Walking is one of the most natural, frequently used and essential human movement patterns. Abnormalities in walking can indicate potential muscular and postural imbalances ....
In simple terms, gait is walking forward. If we want to get more sophisticated, it is propulsion of the erect body forward with the lower extremities. This movement of the body’s mass in space requires energy. The energy expenditure is determined by the body’s weight and to what extent it is displaced around its centre of gravity. The centre of gravity of the human body is 1cm anterior to the first sacral segment of the spine (S1) when a person is erect with his feet a few inches apart and arms at the side.
Efficient movement of the body forward is normal gait. When the gait is efficient energy expenditure is minimised. ‘Abnormal gait patterns’ are any deviations from this minimum. So, the technical definition of ‘normal guide’ is: “the forward locomotion of the body during which the body’s centre of gravity describes a sinusoidal curve of minimum amplitude in both the Y and X axes.” (Gross et al., Musculoskeletal Examination, 2016)
Displacing the body’s centre of gravity further away from this optimal pattern increases energy expenditure. This makes locomotion less efficient and increases fatigue.
The repetitive positioning of the limbs forms a cyclical pattern. This cycle is divided into stance and swing.
The stance phase has five discrete stages: heel-strike > foot-flat> midstance > heel-off > toe-off. It comprises 60% of the time of a normal gait cycle.
The swing phase constitutes the remaining 40% and is encapsulated in the following phases: initial swing (acceleration) > mid swing > terminal swing (deceleration).
When both feet are on the ground, this is called double support. The distance between the two feet when they are in contact with the ground is called step length. Stride length, on the other hand, is the distance between two subsequent heel strikes of the same leg.
Gait is determined by 6 postural factors making the movement efficient and reducing energy expenditure. The first 5 minimise the displacement of the body’s centre of gravity vertically, while the 6th one minimises it laterally.
Gravity pulls the body down throughout the whole cycle causing rotation in the joints of the legs. This rotational movement is termed moment. Its magnitude is a function of the perpendicular distance between the centre of gravity and the axis about which the force of gravity acts (or the moment arm) and the size of the force.

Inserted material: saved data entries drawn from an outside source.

PR #1115, opened 2021-05-14
Use available channels from context

jwm0:
I want to merge this change because it reduces the number of api calls and instead uses available channels from global state. Additionally this fixes the issue where users without MANAGE_CHANNELS permission cannot fetch basic channels metadata. An example would be a user with MANAGE_PRODUCTS who cannot see to which channels a product is available in.

**QA instructions**
The following views have changed and should work the same as our current staging:
1. Collection Create
2. CollectionUpdate
3. Sales Create
4. Sales Update
5. Voucher Create
6. Voucher Update
7. Product Create
8. Product Update
9. Shipping Zone Details

### Pull Request Checklist

### Test environment config

### DIFF
--- a/src/channels/ChannelsWithVariantsAvailabilityCard/ChannelsWithVariantsAvailabilityCard.tsx
+++ b/src/channels/ChannelsWithVariantsAvailabilityCard/ChannelsWithVariantsAvailabilityCard.tsx
@@ -18,6 +18,7 @@ import {
   areAnyChannelVariantsSelected,
   getTotalSelectedChannelsCount
 } from "@saleor/products/views/ProductUpdate/utils";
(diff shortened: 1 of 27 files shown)


orzechdev (approved):

dominik-zeglen (approved):

dominik-zeglen:
Just a quick note, I think `availableChannels` field can be dropped from `AppChannelContext` since it's just memozing apollo output

jwm0:
> Just a quick note, I think `availableChannels` field can be dropped from `AppChannelContext` since it's just memozing apollo output

Having them defined in context does us no harm and I believe it makes sense to include them together with the rest

eCzerniak (approved):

Using the vertical axis (Y axis) as the moment arm, the rotation toward the midline is termed varus and away from the midline – valgus. When a joint closes as a result of the moment, this is called flexion. For example, during heel-strike, there is spontaneous closing (flexion) of the thigh on the torso. Conversely, when there is an opening (increase) in the joint angle when the moment arm acts, this is extension. The quadriceps extend the knee during walking when it contracts.
Understanding the concept of moment helps with analysing each joint throughout the cycle. It is possible to predict in theory when each muscle must be active and where it must be positioned by examining the relative positions of the joint in question and the body’s centre of gravity.
Knowledge of optimal biomechanics is essential in order to identify abnormal gait. The three key causes of abnormal guide are:
These factors are interconnected and can occur together or separately. A weak muscle and cause pain in a joint, which will limit its range of motion, for example. When these factors appear in isolation, however, they result in classified gait abnormalities.
Gait disorders, however, can also be caused by diseases of the nervous system or injuries. Cases of spastic, ataxic, or parkinsonian gait would be such examples.
The ability to recognise movement symmetry is key to identifying abnormal gait. It is therefore essential to observe a client’s walking over an extended distance sometimes. Subtle abnormalities may take some distance to show up and the space of the treatment room may not be enough. Ideally, the patient must be observed without their conscious knowledge so they don’t try to modify their gait.
Therefore, the observant therapist can learn a lot about the health and alignment of the body just by the way a person walks.